Description of the task — Starting at the first line of the data below, repeat each line word for word up to and including the line with "instance for git-config".

(Records from a collection)
□ □ □ □ □
PR #1567, opened 2021-01-09
Speed up diff stat in manpages

jnavila:
The diff stat is now done by raw analysis of diff command output. For
instance for git-config man page we switch from:

    Completed 200 OK in 7349ms (Views: 7148.4ms | ActiveRecord: 134.3ms |
 Allocations: 5879568)

to:

    Completed 200 OK in 737ms (Views: 590.1ms | ActiveRecord: 139.2ms |
 Allocations: 658373)

which is a 10x speed up

### DIFF
--- a/app/models/doc_version.rb
+++ b/app/models/doc_version.rb
@@ -24,21 +24,18 @@ class DocVersion < ApplicationRecord
   # 2: 8 - (add + sub)
   def diff(doc_version)
     begin
-      to = self.doc.plain.split("\n")
-      from = doc_version.doc.plain.split("\n")
-      total = adds = mins = 0
-      diff = Diff::LCS.diff(to, from)
-      diff.first.each do |change|
-        adds += 1 if change.action == "+"
-        mins += 1 if change.action == "-"
-        total += 1
-      end
-      if total > 8
+      diff_out = Diffy::Diff.new(self.doc.plain, doc_version.doc.plain)
+      first_chars=diff_out.to_s.gsub(/(.)[^\n]*\n/, '\1')
+      adds = first_chars.count("+")
+      mins = first_chars.count("-")
+      total = mins + adds
+      if total  > 8
         min = (8.0 / total)
-        adds = (adds * min).floor
-        mins = (mins * min).floor
+        adds = (adds * min).round
+        mins = (mins * min).round
+        total = 8
       end
-      [adds, mins, (8 - total)]
+      [adds, mins, 8 - total]
     rescue
       [0, 0, 8]
     end
--- a/Gemfile
+++ b/Gemfile
@@ -14,7 +14,7 @@ gem "octokit"
 gem "puma"
 gem "tilt"
 
-gem "diff-lcs"
+gem "diffy"
 gem "launchy"
 gem "netrc"
 gem "nokogiri"
--- a/Gemfile.lock
+++ b/Gemfile.lock
@@ -80,6 +80,7 @@ GEM
     database_cleaner (1.8.5)
     debug_inspector (0.0.3)
     diff-lcs (1.4.4)
+    diffy (3.4.0)
     dotenv (2.7.6)
     dotenv-rails (2.7.6)
       dotenv (= 2.7.6)
@@ -310,7 +311,7 @@ DEPENDENCIES
   better_errors
   binding_of_caller
   database_cleaner
-  diff-lcs
+  diffy
   dotenv-rails
   elasticsearch (= 2.0.2)
   fabrication
--- a/app/models/doc.rb
+++ b/app/models/doc.rb
@@ -1,8 +1,8 @@
 # frozen_string_literal: true
 
-require "diff/lcs"
 require "pp"
 require "searchable"
+require "diffy"
 
 # t.text :blob_sha
 # t.text :plain


jnavila:
Well, I played a bit with how to render the diffstat. The performance is still as good.

pedrorijo91 (approved):

app/models/doc_version.rb
```diff
@@ -24,21 +24,18 @@ class DocVersion < ApplicationRecord
...
-      total = adds = mins = 0
-      diff = Diff::LCS.diff(to, from)
-      diff.first.each do |change|
-        adds += 1 if change.action == "+"
-        mins += 1 if change.action == "-"
-        total += 1
-      end
-      if total > 8
+      diff_out = Diffy::Diff.new(self.doc.plain, doc_version.doc.plain)
+      first_chars=diff_out.to_s.gsub(/(.)[^\n]*\n/, '\1')
```
peff, line 28: This will also create a big array of ruby strings, though it is now proportional to the size of the diff rather than the size of the file. They are the same size worst-case, but in practice the diff will be much smaller. So it probably doesn't matter too much, but I suspect we could just count `/^+/` and `/^-/` directly with a regex. Or maybe just using the enumerable interface, like:

```ruby
Diff::Diff.new(self.doc.plain, doc_version.doc.plain).each do |line|
  case line
  when /^\+/ then adds += 1
  when /^-/ then mins += 1
  end
end
```

(which I stole from the diffy README).

app/models/doc_version.rb
```diff
@@ -24,21 +24,18 @@ class DocVersion < ApplicationRecord
...
+      if total  > 8
         min = (8.0 / total)
-        adds = (adds * min).floor
-        mins = (mins * min).floor
+        adds = (adds * min).round
+        mins = (mins * min).round
+        total = 8
       end
-      [adds, mins, (8 - total)]
+      [adds, mins, 8 - total]
```
peff, line 38: I'm not sure I understand why any of these lines needed to change.

app/models/doc_version.rb
jnavila: I don't understand your comment: "This will also create a big array of ruby strings". The two line of my changes only convert one big string to another one. See in Diffy:

https://github.com/samg/diffy/blob/ff2103d718c581964769d345ae23596bf8242213/lib/diffy/diff.rb#L57

The idea here is to not resort to a loop in ruby, because we know that ruby is so slow. So I use regexes and native primitives so that the processing is not interpreted.

app/models/doc_version.rb
jnavila: I think there was a bug in the initial code here. To mimick diffstat, when the number of changes is greater than the allocated width, we compute a ratio of add/remove. With the initial code, you can end up with less than 8 squares in total in this case.

app/models/doc_version.rb
```diff
@@ -24,21 +24,18 @@ class DocVersion < ApplicationRecord
...
-      from = doc_version.doc.plain.split("\n")
-      total = adds = mins = 0
-      diff = Diff::LCS.diff(to, from)
-      diff.first.each do |change|
-        adds += 1 if change.action == "+"
-        mins += 1 if change.action == "-"
-        total += 1
-      end
-      if total > 8
+      diff_out = Diffy::Diff.new(self.doc.plain, doc_version.doc.plain)
```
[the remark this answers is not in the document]
jnavila: This is a good point: is diff available and is the code allowed to write to `/tmp` ? I don't know Heroku to answer.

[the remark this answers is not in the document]
jnavila: Plus the code is only as fast as we can write and read on disk.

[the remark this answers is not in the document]
peff: It does seem to work in the pr deployment, so...I guess it's fine? It's difficult to time in that space, but again, it seems to work.

app/models/doc_version.rb
peff: Sorry, you're right; I was mis-reading the ruby code and thinking you were creating an array of matched expressions, not a string of them. So yeah, I think this is avoiding as much ruby-level logic as possible.

app/models/doc_version.rb
peff: Ah, OK. I think the `if total` line and the `(8 - total)` bits are just cosmetic, but the switch from `floor` to `round` makes sense in that context.

It is helpful to split that kind of stuff into a separate commit with an explanation (both for reviewers now, but for people digging in `git log` later on).

peff:
This looks good to me on the pr-deployment, so I'm going to merge, and we'll keep an eye on it. I think the performance improvement should be enough that we don't need to worry anymore, but if it bites us again, we can think about something like #1564. Thanks @jnavila for coming up with this solution.

peff:
> I think the performance improvement should be enough that we don't need to worry anymore,

I flushed the redis/rails caches and did a direct hit on `git-scm.herokuapp.com/docs/git-config`, and it seemed to come up pretty promptly. So that's a good sign.

One curiosity is that the page seems to show mostly deletions between versions, rather than additions. Which seems intuitively wrong, as we tend to add new config options rather than deleting them. I wonder if we have the order of the diff messed up.

peff:
> One curiosity is that the page seems to show mostly deletions between versions, rather than additions. Which seems intuitively wrong, as we tend to add new config options rather than deleting them. I wonder if we have the order of the diff messed up.

Your code behaves the same as the original. If anything, I would suggest the problem is in the caller https://github.com/git/git-scm.com/blob/d276fcdeae3ec8e88211d292e091356fa4366ca9/app/models/doc_file.rb#L63

which is instructing us to diff from (for example) v2.30.0 to v2.29.0. I suppose one could make an argument that we are looking backwards in time, and showing the changes as we move back. But it is definitely not what I expected (the fact that nobody has mentioned this before also fuels my notion that these diffstats are not actually useful :wink:).

jnavila:
> One curiosity is that the page seems to show mostly deletions between versions, rather than additions. Which seems intuitively wrong, as we tend to add new config options rather than deleting them. I wonder if we have the order of the diff messed up.

I'm pretty sure it worked correctly in my dev env. I'll check again tonight.

jnavila:
After checking, this is indeed inverted. Will fix.

PR #576, opened 2021-04-22
Remove all member account config and TF files

zuriguardiola:


davidkelliott (dismissed):
Paired, we are confident this will not remove AWS accounts as the scripts to provision accounts do not do anything if they are not present
Edit:
Turns out it will delete everything 😂

davidkelliott (approved):
https://www.youtube.com/watch?v=YVFgI_F4R7Y

PR #577, opened 2021-04-23
Revert back to pre environments experimenting

davidkelliott:
After trying different approaches to splitting the environment we have
decided to keep the main repo as an account vending machine, and we will
have a separate workflow and state files for additional resources that
users want to add in the new environments repo.  This enables us to
truely separate the mod platform controlled and user infrastructure.


philhorrocks (approved):
:+1:

PR #578, opened 2021-04-23
Add key to environment json files to determine whether an account is …

zuriguardiola:
…core or

member.


davidkelliott (approved):
Paired

PR #603, opened 2021-04-28
Rejig concepts and add placeholder topics

davidkelliott:
A bit more tidying to get the documentation in a good place before
starting to fill out the place holder topics.


philhorrocks (approved):
LGTM

PR #605, opened 2021-04-28
feature/update-provision-member-script

donmasters:
- add a condition so the provision-member-directories.sh script also runs when testing on a Mac


davidkelliott (approved):
👍

PR #646, opened 2021-05-11
feature/remove-interpolation-from-single-sign-on

donmasters:


davidkelliott (commented):
Hey, how is this working, if it's bichard we want to use the workspace rather than the workspace with the environment part removed? Thanks

philhorrocks (approved):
□ □ □ □ □
Result below —
PR #1567, opened 2021-01-09
Speed up diff stat in manpages

jnavila:
The diff stat is now done by raw analysis of diff command output. For
instance for git-config man page we switch from:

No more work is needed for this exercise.